» **Exercise**
Where a line below includes the word "metrics", copy that line.

» **Data**
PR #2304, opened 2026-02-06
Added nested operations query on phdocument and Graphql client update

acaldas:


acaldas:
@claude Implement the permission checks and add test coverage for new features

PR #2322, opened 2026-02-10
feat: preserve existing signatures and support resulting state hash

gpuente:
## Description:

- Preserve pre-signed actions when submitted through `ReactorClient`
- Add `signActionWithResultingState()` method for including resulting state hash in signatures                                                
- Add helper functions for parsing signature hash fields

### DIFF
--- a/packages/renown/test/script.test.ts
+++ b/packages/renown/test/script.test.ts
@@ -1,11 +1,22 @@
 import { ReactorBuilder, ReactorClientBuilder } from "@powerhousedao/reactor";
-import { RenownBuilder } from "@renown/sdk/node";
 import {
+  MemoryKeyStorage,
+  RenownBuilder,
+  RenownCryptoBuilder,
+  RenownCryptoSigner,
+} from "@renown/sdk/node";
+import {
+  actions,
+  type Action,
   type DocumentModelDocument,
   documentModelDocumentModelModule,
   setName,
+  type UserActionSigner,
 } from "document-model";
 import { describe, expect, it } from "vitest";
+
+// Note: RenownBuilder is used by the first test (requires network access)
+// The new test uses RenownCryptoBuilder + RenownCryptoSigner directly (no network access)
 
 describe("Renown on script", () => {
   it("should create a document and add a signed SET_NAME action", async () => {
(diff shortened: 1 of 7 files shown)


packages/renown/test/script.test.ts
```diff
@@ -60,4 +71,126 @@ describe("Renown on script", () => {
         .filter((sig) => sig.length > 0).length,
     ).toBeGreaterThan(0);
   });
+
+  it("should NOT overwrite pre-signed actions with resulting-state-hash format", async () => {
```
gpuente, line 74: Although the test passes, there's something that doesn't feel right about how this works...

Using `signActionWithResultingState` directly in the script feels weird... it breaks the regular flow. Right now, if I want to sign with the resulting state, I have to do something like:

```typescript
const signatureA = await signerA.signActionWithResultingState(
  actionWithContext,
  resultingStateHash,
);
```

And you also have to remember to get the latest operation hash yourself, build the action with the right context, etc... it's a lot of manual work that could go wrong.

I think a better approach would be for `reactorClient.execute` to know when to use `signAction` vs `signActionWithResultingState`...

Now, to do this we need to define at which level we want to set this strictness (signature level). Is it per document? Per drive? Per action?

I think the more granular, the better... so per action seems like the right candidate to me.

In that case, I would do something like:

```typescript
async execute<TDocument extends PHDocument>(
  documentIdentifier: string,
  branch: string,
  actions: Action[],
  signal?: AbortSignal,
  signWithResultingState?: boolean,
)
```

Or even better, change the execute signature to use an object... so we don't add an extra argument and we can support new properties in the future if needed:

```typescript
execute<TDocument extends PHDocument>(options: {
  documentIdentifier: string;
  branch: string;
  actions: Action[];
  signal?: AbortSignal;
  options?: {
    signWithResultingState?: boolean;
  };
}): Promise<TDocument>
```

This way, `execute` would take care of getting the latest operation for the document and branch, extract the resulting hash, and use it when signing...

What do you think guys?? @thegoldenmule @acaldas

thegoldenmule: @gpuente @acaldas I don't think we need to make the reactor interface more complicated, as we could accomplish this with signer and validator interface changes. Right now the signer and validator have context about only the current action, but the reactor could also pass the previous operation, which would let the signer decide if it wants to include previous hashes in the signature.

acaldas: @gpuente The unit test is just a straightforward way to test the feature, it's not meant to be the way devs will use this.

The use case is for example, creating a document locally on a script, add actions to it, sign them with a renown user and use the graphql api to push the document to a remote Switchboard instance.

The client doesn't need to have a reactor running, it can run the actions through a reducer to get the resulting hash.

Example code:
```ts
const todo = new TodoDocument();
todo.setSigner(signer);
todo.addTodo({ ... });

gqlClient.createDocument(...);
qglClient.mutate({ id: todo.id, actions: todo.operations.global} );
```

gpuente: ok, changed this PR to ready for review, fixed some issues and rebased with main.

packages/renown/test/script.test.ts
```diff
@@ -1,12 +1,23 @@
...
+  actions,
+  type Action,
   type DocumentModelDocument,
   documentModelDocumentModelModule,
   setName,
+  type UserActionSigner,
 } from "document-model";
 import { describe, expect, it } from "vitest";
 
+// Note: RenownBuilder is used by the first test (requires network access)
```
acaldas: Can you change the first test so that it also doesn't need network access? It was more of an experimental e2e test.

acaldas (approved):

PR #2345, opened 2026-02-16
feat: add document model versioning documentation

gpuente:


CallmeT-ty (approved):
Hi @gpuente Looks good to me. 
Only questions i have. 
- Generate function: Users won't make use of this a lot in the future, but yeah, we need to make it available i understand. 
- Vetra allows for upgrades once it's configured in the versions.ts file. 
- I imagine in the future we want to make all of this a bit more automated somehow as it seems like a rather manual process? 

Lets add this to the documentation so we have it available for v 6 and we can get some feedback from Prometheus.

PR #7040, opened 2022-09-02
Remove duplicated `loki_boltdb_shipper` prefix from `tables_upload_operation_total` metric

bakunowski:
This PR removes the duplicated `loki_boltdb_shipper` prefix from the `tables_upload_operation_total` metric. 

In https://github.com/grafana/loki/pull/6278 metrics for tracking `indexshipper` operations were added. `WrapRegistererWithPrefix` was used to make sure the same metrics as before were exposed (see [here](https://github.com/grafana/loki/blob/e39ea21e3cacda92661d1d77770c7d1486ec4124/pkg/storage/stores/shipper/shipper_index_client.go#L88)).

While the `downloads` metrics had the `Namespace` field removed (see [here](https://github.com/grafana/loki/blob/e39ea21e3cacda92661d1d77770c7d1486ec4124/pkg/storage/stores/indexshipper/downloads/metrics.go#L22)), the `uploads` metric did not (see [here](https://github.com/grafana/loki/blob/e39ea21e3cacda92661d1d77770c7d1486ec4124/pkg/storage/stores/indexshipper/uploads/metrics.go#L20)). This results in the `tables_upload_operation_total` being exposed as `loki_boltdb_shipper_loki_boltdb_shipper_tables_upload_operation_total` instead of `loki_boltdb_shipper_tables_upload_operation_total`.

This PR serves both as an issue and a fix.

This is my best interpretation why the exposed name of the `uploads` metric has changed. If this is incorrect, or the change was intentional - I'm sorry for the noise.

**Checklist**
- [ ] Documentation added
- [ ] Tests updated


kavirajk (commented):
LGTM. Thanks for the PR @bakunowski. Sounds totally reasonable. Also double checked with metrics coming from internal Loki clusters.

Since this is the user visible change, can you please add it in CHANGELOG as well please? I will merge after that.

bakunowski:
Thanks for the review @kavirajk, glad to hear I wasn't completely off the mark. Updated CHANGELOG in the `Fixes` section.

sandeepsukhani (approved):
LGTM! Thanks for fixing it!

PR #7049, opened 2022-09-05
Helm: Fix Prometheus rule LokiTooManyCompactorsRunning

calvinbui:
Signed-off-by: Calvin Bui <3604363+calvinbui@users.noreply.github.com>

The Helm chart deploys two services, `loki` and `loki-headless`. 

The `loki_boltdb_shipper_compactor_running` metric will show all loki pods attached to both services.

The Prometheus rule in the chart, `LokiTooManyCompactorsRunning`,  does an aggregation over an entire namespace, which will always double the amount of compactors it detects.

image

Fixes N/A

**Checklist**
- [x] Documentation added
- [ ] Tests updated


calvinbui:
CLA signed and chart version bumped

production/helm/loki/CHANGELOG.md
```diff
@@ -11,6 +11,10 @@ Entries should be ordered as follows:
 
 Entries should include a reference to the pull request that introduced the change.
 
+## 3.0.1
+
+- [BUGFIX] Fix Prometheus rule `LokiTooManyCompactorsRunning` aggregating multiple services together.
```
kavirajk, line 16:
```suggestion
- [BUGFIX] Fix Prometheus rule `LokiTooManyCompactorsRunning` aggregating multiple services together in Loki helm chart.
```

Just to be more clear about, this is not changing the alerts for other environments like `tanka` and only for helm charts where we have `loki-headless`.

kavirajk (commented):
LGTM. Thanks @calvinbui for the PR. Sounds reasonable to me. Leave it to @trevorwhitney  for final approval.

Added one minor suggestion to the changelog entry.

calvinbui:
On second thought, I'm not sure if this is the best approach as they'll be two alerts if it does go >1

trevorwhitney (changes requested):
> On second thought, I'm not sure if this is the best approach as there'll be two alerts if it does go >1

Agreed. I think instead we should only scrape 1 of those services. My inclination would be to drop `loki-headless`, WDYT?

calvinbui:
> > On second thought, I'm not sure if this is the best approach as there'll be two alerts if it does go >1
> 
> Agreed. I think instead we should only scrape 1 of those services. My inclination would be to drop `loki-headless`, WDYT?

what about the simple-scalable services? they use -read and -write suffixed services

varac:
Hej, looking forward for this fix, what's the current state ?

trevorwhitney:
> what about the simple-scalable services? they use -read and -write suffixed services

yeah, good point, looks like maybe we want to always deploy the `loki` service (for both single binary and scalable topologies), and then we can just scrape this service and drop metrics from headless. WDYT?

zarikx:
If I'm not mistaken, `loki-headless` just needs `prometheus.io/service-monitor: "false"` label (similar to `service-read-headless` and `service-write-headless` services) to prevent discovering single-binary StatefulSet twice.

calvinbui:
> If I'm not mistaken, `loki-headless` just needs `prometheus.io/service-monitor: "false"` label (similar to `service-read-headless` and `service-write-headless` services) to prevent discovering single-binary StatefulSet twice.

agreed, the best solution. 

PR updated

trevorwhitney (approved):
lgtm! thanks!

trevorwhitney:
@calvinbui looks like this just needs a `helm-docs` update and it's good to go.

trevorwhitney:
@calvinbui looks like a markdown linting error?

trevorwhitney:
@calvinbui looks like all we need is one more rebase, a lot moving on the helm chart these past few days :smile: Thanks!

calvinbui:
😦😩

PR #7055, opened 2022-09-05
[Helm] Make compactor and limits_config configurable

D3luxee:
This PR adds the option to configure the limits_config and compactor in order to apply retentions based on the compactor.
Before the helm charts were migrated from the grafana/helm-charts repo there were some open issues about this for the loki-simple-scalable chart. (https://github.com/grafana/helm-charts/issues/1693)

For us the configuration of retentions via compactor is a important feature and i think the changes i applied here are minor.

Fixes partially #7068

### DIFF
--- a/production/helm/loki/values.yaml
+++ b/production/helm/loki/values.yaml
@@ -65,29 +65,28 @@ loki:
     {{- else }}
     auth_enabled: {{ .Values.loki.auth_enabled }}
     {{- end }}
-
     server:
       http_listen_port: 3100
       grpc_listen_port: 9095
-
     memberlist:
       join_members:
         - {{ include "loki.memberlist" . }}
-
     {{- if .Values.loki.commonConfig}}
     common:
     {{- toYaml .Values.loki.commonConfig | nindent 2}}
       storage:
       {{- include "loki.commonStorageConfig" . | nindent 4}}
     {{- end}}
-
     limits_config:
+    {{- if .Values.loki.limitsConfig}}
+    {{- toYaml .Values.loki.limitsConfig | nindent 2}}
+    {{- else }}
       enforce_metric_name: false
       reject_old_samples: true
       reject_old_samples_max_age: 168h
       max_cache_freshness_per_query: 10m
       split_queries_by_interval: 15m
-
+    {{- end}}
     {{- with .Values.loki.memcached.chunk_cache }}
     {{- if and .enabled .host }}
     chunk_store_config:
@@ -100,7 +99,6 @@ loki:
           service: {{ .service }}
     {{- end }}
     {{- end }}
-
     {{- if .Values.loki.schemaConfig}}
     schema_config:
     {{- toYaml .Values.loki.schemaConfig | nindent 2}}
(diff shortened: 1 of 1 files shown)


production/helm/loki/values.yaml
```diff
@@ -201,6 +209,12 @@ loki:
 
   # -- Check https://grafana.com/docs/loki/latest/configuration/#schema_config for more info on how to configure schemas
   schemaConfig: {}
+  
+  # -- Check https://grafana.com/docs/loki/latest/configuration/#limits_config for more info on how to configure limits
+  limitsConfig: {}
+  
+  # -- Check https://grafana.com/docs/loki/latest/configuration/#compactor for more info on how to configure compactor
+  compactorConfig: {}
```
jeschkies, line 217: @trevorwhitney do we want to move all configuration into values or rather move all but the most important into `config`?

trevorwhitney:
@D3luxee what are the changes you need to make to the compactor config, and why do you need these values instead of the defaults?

» **Exercise result**
In https://github.com/grafana/loki/pull/6278 metrics for tracking `indexshipper` operations were added. `WrapRegistererWithPrefix` was used to make sure the same metrics as before were exposed (see [here](https://github.com/grafana/loki/blob/e39ea21e3cacda92661d1d77770c7d1486ec4124/pkg/storage/stores/shipper/shipper_index_client.go#L88)).
While the `downloads` metrics had the `Namespace` field removed (see [here](https://github.com/grafana/loki/blob/e39ea21e3cacda92661d1d77770c7d1486ec4124/pkg/storage/stores/indexshipper/downloads/metrics.go#L22)), the `uploads` metric did not (see [here](https://github.com/grafana/loki/blob/e39ea21e3cacda92661d1d77770c7d1486ec4124/pkg/storage/stores/indexshipper/uploads/metrics.go#L20)). This results in the `tables_upload_operation_total` being exposed as `loki_boltdb_shipper_loki_boltdb_shipper_tables_upload_operation_total` instead of `loki_boltdb_shipper_tables_upload_operation_total`.
LGTM. Thanks for the PR @bakunowski. Sounds totally reasonable. Also double checked with metrics coming from internal Loki clusters.
yeah, good point, looks like maybe we want to always deploy the `loki` service (for both single binary and scalable topologies), and then we can just scrape this service and drop metrics from headless. WDYT?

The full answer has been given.